• [Exercise requirements]:
Copy out every line in the entries below that includes "regional".

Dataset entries

PR #663, opened 2025-08-20
Create SIMPLE Demos

canavarrete01:
Short description: Moved from secret simple, two notebooks for querying the database and another for visualizing spectra and data.


canavarrete01:
@kelle QueryDemo.ipynb needs comments / notes on how to further improve the notebook!

QueryDemo.ipynb
```diff
@@ -0,0 +1,3670 @@
...
+       " ...]"
+      ]
+     },
+     "execution_count": 6,
+     "metadata": {},
+     "output_type": "execute_result"
+    }
+   ],
+   "source": [
+    "db.query(db.Sources).all()    "
```
dr-rodriguez, line 1159: To avoid so many results consider adding a limit, may also want to output as a table for easier viewing:
`db.query(db.Sources).limit(10).table()`

Even if you don't apply a limit, I think the notebook's rendering of astropy tables will be better than the default tuple output.

QueryDemo.ipynb
```diff
@@ -0,0 +1,3670 @@
...
+     ]
+    }
+   ],
+   "source": [
+    "data = db.inventory('WISEPC J033349.34-585618.7', pretty_print=True)\n",
+    "print(data) "
```
dr-rodriguez, line 1459: You don't need to add `print(data)` if you already set `pretty_print=True`.    
If you notice, this causes the dictionary to be printed twice, once in a fairly easy to read way and the other as a big blob.

QueryDemo.ipynb
```diff
@@ -0,0 +1,3670 @@
...
+      ]
+     },
+     "execution_count": 10,
+     "metadata": {},
+     "output_type": "execute_result"
+    }
+   ],
+   "source": [
+    "db.search_string('Cruz18', fuzzy_search=False)  # search for strings exactly matching Cruz19 anywhere in the database\n",
+    "db.search_string('Cruz18', fuzzy_search=False, fmt='pandas')  # as above, but have each table as a pandas dataframe"
```
dr-rodriguez, line 1777: I don't think we need to show both results, maybe just the one with the `fmt` parameter passed in.

QueryDemo.ipynb
```diff
@@ -0,0 +1,3670 @@
...
+    }
+   ],
+   "source": [
+    "# An example of query wth an empty table\n",
+    "incorrect_results = db.query_region(SkyCoord(144.3, 29.5, frame='icrs', unit='deg'), output_table='Sources', ra_col='ra', dec_col='dec')  # specifying the name of the table with coordinate information\n",
+    "print(incorrect_results)  \n",
+    "\n",
+    "# An example that queries the database correctly \n",
+    "correct_results = db.query_region(SkyCoord(144.395292, 29.528028, frame='icrs', unit='deg'), output_table='Sources', ra_col='ra', dec_col='dec')  # specifying the name of the table with coordinate information\n",
+    "correct_results"
```
dr-rodriguez, line 1831: You may want to rework your outputs here. The end result is a table but you've printed both the incorrect and (implicitly) the correct results. So which of them is it? Better to print out a string with some text saying something along the lines of Number of incorrect results: len(incorrect_results) or such to be clear.

QueryDemo.ipynb
```diff
@@ -0,0 +1,3670 @@
...
+       " ('51 Eri b', 69.40041, -2.47361, None, None, '0437-0228b', 'Maci15', None, None),\n",
+       " ('2MASS J21144103-4339531', 318.6713, -43.6652, None, '2000', None, 'Gagn15.33', None, None),\n",
+       " ('2MASS J12321827-0951502', 188.0761245, -9.863944, None, None, '1232-0951', 'Reid08.1290', None, None),\n",
+       " ('WISEA J011154.36-505343.2', 17.9765, -50.8954, None, '2000', None, 'Luhm14.126', None, None),\n",
+       " ('ULAS J133836.97-022910.7', 204.6543, -2.4854, None, '2000', None, 'Zhan17.3040', None, None),\n",
+       " ('2MASSI J1658037+702701', 254.51585415, 70.45043333, None, None, '1658+7026', 'Gizi00', None, None),\n",
+       " ('CFBDS J022644.65-062522.0', 36.686, -6.4228, None, '2000', None, 'Albe11', None, None),\n",
+       " ('2MASS J05574102-1333264', 89.420954, -13.557334, None, None, None, 'Cruz18', None, 'not M'),\n",
+       " ('2MASS J09393548-2448279', 144.897834, -24.80775, None, None, '0939-2448', 'Tinn05.2326', None, None),\n",
+       " ('2MASS J22590210+1156035', 344.758944, 11.933929, None, None, None, 'Zhan18.2054', None, 'Discovery reference from t
```
dr-rodriguez, line 2901: If you wanted to demonstrate the use of `sql_query` that's fine, but note that this can be more simply done with: `db.query(db.Sources).count()`

dr-rodriguez, line 2933: `sql_query` can also take a `fmt` parameter if you want to work with astropy tables or pandas dataframes.

dr-rodriguez, line 3140: I would not have this cell. You've shown how to use the Astrodbkit query methods and how to use sql_query, but now you're going into low-level API for SQLAlchemy itself. While useful, it probably doesn't belong in a notebook demonstrating quick/useful queries of SIMPLE.

QueryDemo.ipynb
dr-rodriguez, line 1: Overall, think about the purpose of this notebook, what you want to get across and focus on that. It helps to add a lot more text, both in markdown and python to guide the user.

kelle (changes requested):
The new flow in the spectra notebook is good!  It should stop after the nicely formatted figure with the three spectra.  Everything after "Now lets try plotting spectra from multiple sources using a couple different metrics we can decide on within SIMPLE" should go into a separate notebook.

Demo_Queries_1.0.ipynb
kelle, line 1: Title: Querying the database using Python

kelle (approved):
Great work!

PR #671, opened 2026-03-03
Ingest Zhang 2018

ying2212:
Short description: Fix simple.yaml to add mode as PK in spectra table and JSON ingestion for Zhang18.

Link to relevant issue: Closes #

For data ingests:
- [x] Add new tests


data/reference/Instruments.json
```diff
@@ -516,5 +516,26 @@
...
+    {
+        "instrument": "Xshooter",
+        "mode": "Echelle-Smoothed",
+        "telescope": "ESO VLT",
+        "description": null,
+        "reference": null
+    },
+    {
+        "instrument": "IMACS",
+        "mode": "Missing",
```
kelle: Can mode be null instead of "Missing"?

kelle: let's change these "Missing"s to "spectroscopy"

kelle:
We also need to double check the discovery references for these 14 new sources.

PR #683, opened 2026-04-14
Gaia Epoch Ingest JSON Files

### LINKED ISSUE #667: Get updated coords and epochs from Gaia
Get updated coords and epochs from Gaia.  We've already the cross match so this should be straightforward. It's just a modification of a script that's already written
https://github.com/SIMPLE-AstroDB/SIMPLE-db/tree/main/scripts/ingests/Gaia

Logan-Huang:
Short description: Adds the 1265 json files from the successful Gaia ingest. The other 597 modified json files had their adopted values set to booleans instead of 0/1s. The ingest script was edited to be less destructive, not setting values to None anymore. 

Link to relevant issue: Closes #667


kelle:
Exciting!!!

Next step is to modify the tests.

kelle:
Great!  Next step is to add some tests which verify the modifications that you made. Focus on the 1265 epochs.  The test should go at the bottom of this module: https://github.com/SIMPLE-AstroDB/SIMPLE-db/blob/main/tests/test_data_astrometry.py.  Reading the other tests in that module should give you inspiration for how to write a new test that verifies the number of sources with and without an epoch.

kelle:
I also have to say, having the 587 other modified files with the boolean fix is very distracting.  Is it possible to open a new PR that *only* does the epoch ingest.  Save the boolean fix for it's own PR?

kelle:
In order to do that, you'd basically start over and re-run your script. Copy your script somewhere temporary (like your desktop), make a new fresh branch from an updated main, move your script into the new branch, modify the script to not touch the booleans (but save this code for later), run the script and save the JSONs, open a new PR with only 1265 modified JSON files.

PR #2943, opened 2025-03-21
Fix-refreshShopUI

sylvainpolletvillard:
fix https://discord.com/channels/737230355039387749/1352254438945062952


Exeatop:
Ah that's what I was supposed to do. Makes sense. My bad. Looks good, I tested it 👍

PR #2946, opened 2025-03-21
Hotfix turn 19 giving items when it's expected to give components

Exeatop:
https://discord.com/channels/737230355039387749/1352371040642404402


sylvainpolletvillard:
good catch. Not sure if considered a bug of ArraySchema

PR #2992, opened 2025-03-28
Prevent Beat Up from summoning a Houndour with 0hp

Exeatop:
https://discord.com/channels/737230355039387749/1355228940905742396

### DIFF
--- a/app/core/abilities/abilities.ts
+++ b/app/core/abilities/abilities.ts
@@ -258,8 +258,8 @@ export class BeatUpStrategy extends AbilityStrategy {
         true
       )
       const scale = (1 + pokemon.ap / 100) * (crit ? pokemon.critPower : 1)
-      entity.hp = Math.round(houndour.hp * scale)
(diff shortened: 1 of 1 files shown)


app/core/abilities/abilities.ts
```diff
@@ -258,8 +258,8 @@ export class BeatUpStrategy extends AbilityStrategy {
         true
       )
       const scale = (1 + pokemon.ap / 100) * (crit ? pokemon.critPower : 1)
-      entity.hp = Math.round(houndour.hp * scale)
-      entity.life = Math.round(houndour.hp * scale)
+      entity.hp = min(1)(Math.round(houndour.hp * scale))
```
ahorner, line 261:
```suggestion
      entity.hp = Math.min(1, Math.round(houndour.hp * scale))
```

Exeatop: This is wrong. `min` is a custom curried function equivalent to `Math.max`

PR #3011, opened 2025-04-06
Starly to common regional

sylvainpolletvillard:
Moved Starly line from hatch to common to give an incentive for normal/flying portals stage 0

Another hatch flying would have to be added later (3 other 3 stage flying lines remaining)


app/models/colyseus-models/pokemon.ts
```diff
@@ -10353,53 +10353,54 @@ export class Serperior extends Pokemon {
 
 export class Starly extends Pokemon {
   types = new SetSchema<Synergy>([Synergy.NORMAL, Synergy.FLYING])
-  rarity = Rarity.HATCH
+  rarity = Rarity.COMMON
   stars = 1
   evolution = Pkm.STARAVIA
   evolutionRule = new HatchEvolutionRule(EvolutionTime.EVOLVE_HATCH)
```
Benzene114, line 10359: Is this line supposed to be kept?

PR #3012, opened 2025-04-06
regional pokemons sold in a region other than their original region are not added back to the pool

sylvainpolletvillard:
fix https://discord.com/channels/737230355039387749/1358276980067270836


keldaan-ag:
👍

• [Reply]:
Starly to common regional
regional pokemons sold in a region other than their original region are not added back to the pool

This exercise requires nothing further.